2. A process for extracting zinc and lead from a sulfidic ore thereof, comprising smelting said ore under vacuum in the absence of water, CO2 and oxygen with a flux consisting of fused solid sodium or potassium hydroxide to form lead and zinc and disulfides of sodium or potassium; separating said products and smelting said sodium or potassium disulfides under the above stated conditions with additional amounts of sulfidic ore to form further quantities of said metals and the next higher sulfide of said potassium or sodium and repeating said separation and smelting with each higher sulfide of potassium or sodium whereby substantially complete use of the sulfur atoms present in said sulfidic ore is made to remove sulfur from said ore.

3. A process for extracting zinc and lead from a sulfidic ore thereof, comprising smelting said ore under vacuum in the absence of water, CO2 and oxygen with a flux consisting of the tetrasulfide of sodium or potassium thereby liberating said zinc or lead in the free state and forming the penta-sulfides of said potassium or sodium whereby substantially complete use of the sulfur atoms present in said sulfidic ore is made to remove sulfur from said ore.

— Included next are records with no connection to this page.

PR #3380, opened 2019-09-10
Fix syncer.syncOne twice bug

ridewindx:
In `syncer.HandleNewTipSet`, if the first tipset is widened and `syncOne`ed, the original first tipset is `syncOne`ed again, but it's lighter and will not be set to head. It is a waste of CPU, since the `widen` of  tipsets happens very often.
The PR wants to avoid the useless second `syncOne` execution of the first tipset, and it also consider that the `chain` must have lenght of 1. It should not impact the correctness of expected consensus.


ridewindx:
@travisperson @anorth
Why the parameter files downloading in `ci/circleci deps_linux` failed?

anorth:
I don't know why that is failing all of a sudden. It's a huge issue and we'll fix it.

chain/syncer.go
```diff
@@ -403,14 +404,18 @@ func (syncer *Syncer) HandleNewTipSet(ctx context.Context, ci *types.ChainInfo,
...
 		}
-		if err = syncer.syncOne(ctx, parent, ts); err != nil {
-			// While `syncOne` can indeed fail for reasons other than consensus,
-			// adding to the badTipSets at this point is the simplest, since we
-			// have access to the chain. If syncOne fails for non-consensus reasons,
-			// there is no assumption that the running node's data is valid at all,
-			// so we don't really lose anything with this simplification.
-			syncer.badTipSets.AddChain(chain[i:])
-			return err
+		// If first tipset is widened, only `syncOne` it when length of `chain` is greater than 1.
```
ZenGround0: nit: it woule be good to add to this comment by describing why do it this way.  How about this:
"If the chain has length greater than 1 then we need to sync each tipset in the chain in order to process the chain fully, including the non-widened first tipset"
"If the the chan has length == 1 we can avoid processing the non-widened tipset as a performance optimization because this tipset cannot be heavier than the widened first tipset."

chain/syncer_test.go
```diff
@@ -70,7 +70,7 @@ func TestTipSetIncremental(t *testing.T) {
 	verifyHead(t, store, t1)
 
 	assert.NoError(t, syncer.HandleNewTipSet(ctx, types.NewChainInfo(peer.ID(""), t2.Key(), heightFromTip(t, t2)), true))
-	verifyTip(t, store, t2, builder.StateForKey(t2.Key()))
+	// verifyTip(t, store, t2, builder.StateForKey(t2.Key()))
```
ZenGround0: nit: remove the commented out line here and line 151.

idea: you could also verify that `t2` is NOT in the store here.

travisperson:
@ridewindx parameter fetching is currently an issue we are trying to address. Unfortunately it disproportionately effects outside contributors without write access more than those with due to the security around CircleCI cache. Every CI run for users without write access must fetch the parameters.

PR #3384 is working to address this issue in the short term.

chain/syncer.go
ridewindx: OK, added comments.

chain/syncer_test.go
ridewindx: Test is also updated.

ridewindx:
@ZenGround0 Yes, I was supposed to open this PR with an issue.

PR #3381, opened 2019-09-10
Disable fetching of test groth parameters in favour of local generation

anorth:
On my MacBook, the one-time generation (whenever new parameters come in upstream) takes about a minute. It's my understanding they're usually cached on CI.

Please land this for me when it gets two ✅.


anorth:
Closing in favour of #3384

PR #3382, opened 2019-09-10
fix local cmd not success

deaswang:
be able to use local cmds.


anorth:
I don't quite understand this. Can you explain what was broken?

deaswang:
> I don't quite understand this. Can you explain what was broken?

Old code: it use Command pointer to compare, but if `go-filecoin leb128 encode 65`, the req.Command will be `encodeLeb128Cmd`, but cmd is `leb128Cmd`, which is value of `rootSubcmdsLocal`, `encodeLeb128Cmd` should not subcmds of root, and I can`t get parent cmd of `encodeLeb128Cmd` too. so it will not equal which should equal.
New code: It compare key of `rootSubcmdsLocal` and first arg of req.Path. so the subcmd of subcmd of root still be the subcmd of root.

commands/main.go
```diff
@@ -306,8 +306,8 @@ func getAPIAddress(req *cmds.Request) (string, error) {
 }
 
 func requiresDaemon(req *cmds.Request) bool {
-	for _, cmd := range rootSubcmdsLocal {
-		if req.Command == cmd {
+	for cmd := range rootSubcmdsLocal {
+		if len(req.Path) > 0 && req.Path[0] == cmd {
```
frrist: The value of `req.Path[0]` here is going to be the first argument supplied to `go-filecoin`, for example:
- `go-filecoin daemon` req.Path[0] == "daemon"
- `go-filecoin version` req.Path[0] == "version"
- `go-filecoin chain ls` req.Path[0] == "chain"

The modification to the loop will cause `cmd` to be one of the below keys
https://github.com/filecoin-project/go-filecoin/blob/0ed37844d780810b6733680190fb21eccdecc991/commands/main.go#L154-L159

The length check on `req.Path` is to avoid panics when we don't pass arguments, is this all correct based on your understanding @deaswang?

commands/main_test.go
```diff
@@ -12,12 +12,15 @@ import (
 func TestRequiresDaemon(t *testing.T) {
 	tf.UnitTest(t)
 
-	reqWithDaemon, err := cmds.NewRequest(context.Background(), []string{}, nil, []string{"chain"}, nil, chainCmd)
+	reqWithDaemon, err := cmds.NewRequest(context.Background(), []string{"chain", "head"}, nil, []string{}, nil, rootCmdDaemon)
```
frrist: These changes are required because previously we were passing `chain", "head` as arguments, which this are not, they go in path ([relevant method signature](https://github.com/ipfs/go-ipfs-cmds/blob/746d639be4ddb96c76ad8a0020466b069edb5e90/request.go#L27)). Your modification addresses this. Is that correct?

PR #3375, opened 2019-09-09
use paramcache only, and create a circleci cache for large params

ognots:
disables the use of paramfetch as work continues to make downloading
more consistent and reliable.

paramfetch is now used to exclusively generate Groth proof parameters
during CircleCI build.

In CircleCI docker build, a new cache is created for the larger groth
parameters required to operate docker image in devnets. Larger
parameters are no longer generated by build and testing stages

PR #3384, opened 2019-09-10
disable paramfetch until optimizations are made

ognots:
paramfetch can sometimes timeout, causing builds to fail and blocking general development pipeline.
problems are especially prevelant for outside committers during CircleCI builds, as they are unable to use the CircleCI cache storing the parameters.

### DIFF
--- a/scripts/install-filecoin-parameters.sh
+++ b/scripts/install-filecoin-parameters.sh
@@ -10,5 +10,11 @@ generate_params() {
   RUST_LOG=info ./proofs/bin/paramcache --test-only
 }
 
-fetch_params
+# Disabling paramfetch until optimizations can be completed
+# Fetching parameters, even small ones, has a long history of being slow and unreliable.
+# It's disabled now in favour of local generation of the small parameter files needed
+# for tests.
+# On a 2015 MacBook pro, generation takes about a minute, one-time.
+#
+# fetch_params
 generate_params


scripts/install-filecoin-parameters.sh
```diff
@@ -10,5 +10,6 @@ generate_params() {
   RUST_LOG=info ./proofs/bin/paramcache --test-only
 }
 
-fetch_params
+# Disabling paramfetch until optimizations can be completed
```
laser: @ognots - `paramcache --test-only` will generate Groth parameters and verifying keys for 1024-byte sectors only. This means that, if this PR is merged, developers (i.e. someone running `deps`) will not be able to verify proofs generated over 256MiB sectors.

I strongly suggest that if you disable `fetch_params` that you remove the `--test-only` flag.

ognots: @laser I believe there was already a decision made to _omit_ the large proof parameters from the `deps` function, as they are not needed to run tests, which is the primary use case. @anorth @travisperson probably have more context on this.

For anyone wanting to prove large sector size, the Wiki's _Getting Started_ page will instruct users to invoke `paramcache` with no args, as you suggest.

ognots: also see https://github.com/filecoin-project/go-filecoin/pull/3375

travisperson: @ognots I think the issue is that we want verifying keys for large sectors as well, and paramcache does not support a way to generate just the verifying keys.

laser: @travisperson 

> [..] we want verifying keys for large sectors as well, and paramcache does not support a way to generate just the verifying keys

Yep, that's correct.

anorth:
For unit tests, we only need the test parameters. It would be good to have the test parameters thus always generated as this PR.

However, for nodes on a devnet, they need the real parameters/keys, and unless we want to fetch them (which we eventually have to b/c trusted setup) we should generate them. Some nodes will never join a devnet, so those nodes should not be forced to generate unwanted parameters.

If the go-filecoin node could abort immediately on startup if the keys are missing, we can push the generation (or fetch) decision to the user at the point that they wish to join a devnet, with instructions in the Wiki. This is similar to other requests for the sector builder to fail early if initialised without the required parameters. WDYT @laser?

@ognots could you pull some of the commentary I added in my similar PR #3381

anorth:
Closing in favour of #3404

PR #3386, opened 2019-09-10
use network name to namespace dht

### LINKED ISSUE #2509: Separate devnet DHTs

acruikshank:
closes #2509

### Problem

We use a DHT to discover peers on the network. The DHT is self healing by design, so it will attempt to merge with any other DHT of the same protocol that it finds. Unfortunately, this means that the DHTs of Filecoin nodes on different networks could end up merging and the nodes will end up trying to connect to each other (unsuccessfully since they'll have different genesis nodes).

### Solution

Append the network name to the DHT protocol to prevent merging.

### DIFF
--- a/net/protocols.go
+++ b/net/protocols.go
@@ -1,8 +1,12 @@
 package net
 
 import (
+	"fmt"
+
 	"github.com/libp2p/go-libp2p-core/protocol"
 )
 
-// FilecoinDHT is the protocol of the filecoin DHT.
-const FilecoinDHT protocol.ID = "/fil/kad/devnet-4"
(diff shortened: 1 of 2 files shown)


acruikshank:
@anorth since it was ready, I went ahead and merged this. I created a new, in progress issue (#3396) for the rest of the work.

PR #3393, opened 2019-09-11
Rename core package to message. Rename types to avoid redundancy.

anorth:
By request!

There are two commits here: the first moves things out of the `core` package that don't belong, the second has the renames.


message/testing.go
```diff
@@ -0,0 +1,114 @@
+package message
```
acruikshank: This appears to be a move from core/testing.go to message/testing.go but it's showing up as a new file. Did you use `git mv`? It would be nice if we could keep the history.

PR #3400, opened 2019-09-11
refactor: rename node.Config to node.Builder

icorderi:


node/builder.go
```diff
@@ -63,36 +62,36 @@ type Config struct {
...
-// ConfigOpt is a configuration option for a filecoin node.
-type ConfigOpt func(*Config) error
+// BuilderOpt is an option for building a filecoin node.
+type BuilderOpt func(*Builder) error
 
 // OfflineMode enables or disables offline mode.
-func OfflineMode(offlineMode bool) ConfigOpt {
-	return func(c *Config) error {
+func OfflineMode(offlineMode bool) BuilderOpt {
+	return func(c *Builder) error {
```
ingar: Nit: A little bit weird to have these receivers named `c` and `nc` now.

icorderi: Yea... I guess if you are gonna go for single char variable names might as well just call it all `x`..

node/message_propagate_test.go
```diff
@@ -37,7 +37,7 @@ func TestMessagePropagation(t *testing.T) {
 	// Initialize the first node to be the message sender.
 	senderNodeOpts := TestNodeOptions{
 		GenesisFunc: genesis,
-		ConfigOpts:  DefaultTestingConfig(),
+		BuilderOpts: DefaultTestingConfig(),
```
anorth: Can you rename `DefaultTestingConfig` in a follow-up?

PR #3402, opened 2019-09-11
Update localnet to start mining after miner create

travisperson:
Creating a miner with series.CreateMinerWithAsk no longer will start the mining scheduler with a call to `mining start`.

### DIFF
--- a/tools/fast/bin/localnet/main.go
+++ b/tools/fast/bin/localnet/main.go
@@ -287,6 +287,11 @@ func main() {
 			return
 		}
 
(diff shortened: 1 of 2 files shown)


travisperson:
Sure, we should discuss what you are looking for in localnet or something similar. Currently localnet is designed to mimic the current deployment process being executed on the nightly / staging / user devnets. This PR is just fixing localnet after it was broken when the behavior of `series.CreateMinerWithAsk` was changed.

4. A process for recovering zinc or lead from sulfide ores thereof comprising: decarbonating potassium or sodium hydroxide flux; fusing said flux; adding thereto said ores and mixing said ores with said flux under vacuum in the absence of oxygen and of water thereby forming the disulfide of said potassium or sodium and said zinc or lead; separating said products;
smelting said disulfide with additional sulfide ore under the conditions stated above to form more zinc or lead and the trisulfide or sodium or potassium;
separating said products; smelting said trisulfide under the conditions above stated with additional sulfide ore to form more zinc or lead and the tetra-sulfide or sodium of potassium separating said products by extracting the reaction mass with absolute ethanol to obtain more zinc or lead and the tetrasulfide of potassium or sodium; smelting said tetrasulfide with additional lead or zinc sulfide to form zinc or lead and a pentasulfide of sodium or potassium substantially complete use of the sulfur atoms present in said sulfidic are thus being made to remove sulfur from said ore.

5. Process according to Claim 2, wherein any lead or zinc oxide formed by said smelting with sodium or potassium hydroxide is removed by filtering the reaction mass through -3 micron perforated nickle or iron filters, at around 500°C.

6. Process according to Claim 2, wherein any zinc or lead oxide formed by said smelting with said sodium or potassium hydroxide is removed by alcohol or water washes.

7. The process according to Claim 2, wherein said lead is separated from the polysulfides of sodium or potassium by heating the melt to about 320°C.

8. The process of Claim 2, wherein said zinc is separated from the polysulfides of sodium or potassium by heating the melt to around 325°C.

and pouring out the melted polysulfides leaving behind said zinc.

9. The process of Claim 4, wherein said potassium pentasulfide is leached with water; the resulting leach solution is exposed to air to reconstitute said potassium hydroxide and said potassium hydroxide is mixed with additional ore thereby making said process cyclic and continuous.

10. The process of Claim 3, further including the steps of leaching said potassium pentasulfide with water and exposing the leach solution to air to reconstitute said potassium hydroxide.

11. The process of Claim 10, wherein said leach solution is filtered to remove said lead or zinc metal prior to exposing said solution to air.

12. The process of Claim 2, wherein said ores are galena or sphalerite.